Online Controlled Experiment Design: Trade-off between Statistical Uncertainty and Cumulative Reward
Online experiment is widely used in online advertising, web development to compare effects, e.g. click through rate, conversion rate, of different versions. Among all the designs, A/B testing is the most popular one. It randomly segments users into two groups with equal probability and shows them different versions. This method is easy to implement. However the shortcoming is also obvious: to measure both versions it cannot expose all users to the best version, which leads to potential loss of rewards, e.g. clicks and conversions. Though this loss is inevitable in experiment, it can be reduced somehow. Reducing the loss is essentially equivalent to maximizing cumulative reward, which is also the goal of typical multi-armed bandit problem. Thus, multi-armed bandit algorithms are proposed to reduce potential loss in experiment. Compared with A/B testing, multi-armed bandit algorithms produce more cumulative reward during experiment. However, they suffer from high statistical uncertainty: e.g. they need more users than A/B testing to reach particular statistical significance level.

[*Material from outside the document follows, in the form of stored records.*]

PR #485, opened 2026-02-17
chore(testing): migrate fixtures to `ragu_testing` crate 

TalDerei:
A dedicated `ragu_testing` crate that provides shared test and bench fixtures without introducing feature flags into the main crates. Specifically, it removes `test_fixtures` references, `cfg` patterns, `unstable-test-fixtures` feature in favor of using `ragu_testing` as a dev-depdency for tests/benchmarks.

~Deferring crate registration to @ebfull. ~ (done -- sean)

### DIFF
--- a/crates/ragu_testing/README.md
+++ b/crates/ragu_testing/README.md
@@ -4,7 +4,7 @@
 
 # `ragu_testing`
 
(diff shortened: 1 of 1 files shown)


ebfull (approved):
ACK modulo nit.

PR #490, opened 2026-02-18
Replace FreshB with PairAllocatedDriver subtrait

alxiong:
A follow-up of 465, addressing my own comment: https://github.com/tachyon-zcash/ragu/pull/465#discussion_r2812352274

To conform to the default implementation of `PairAllocatedDriver` for `rx::Evaluator` and `metric::Counter`, had to change their `available_b()` return type to be exactly `Option<Self::Wire>`, but these should be semantic changes only, no effect on performance or logic correctness. 

This is just an alternative option, feel free to close it if you disagree.

### DIFF
--- a/crates/ragu_circuits/src/lib.rs
+++ b/crates/ragu_circuits/src/lib.rs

To solve this problem, this paper aims at building a model to analyze two conflicting goals: reducing statistical uncertainty and maximizing cumulative reward. We develop an algorithm for online experiment to balance the trade-off between these two goals. Right now our analysis focuses on one kind of online experiment: batch updating binomial experiment. We first discuss several statistical uncertainty criterion and propose corresponding algorithms to optimize these criterion for experiment. Then we extend some multi-armed bandit algorithms to maximizing cumulative reward for batch updating problem. Besides that, we propose an new algorithm: sequential two stages (STS) to solve this problem. After that, an improved performance evaluation method, which integrates statistical uncertainty with cumulative reward, is put forwarded. Instead of simply combining two objective functions, this new measure, virtual future measure (VFM) establishes connection between statistical uncertainty and cumulative reward directly through virtual future reward. Compared with other method, our proposed algorithm STS is adaptable to optimize VFM.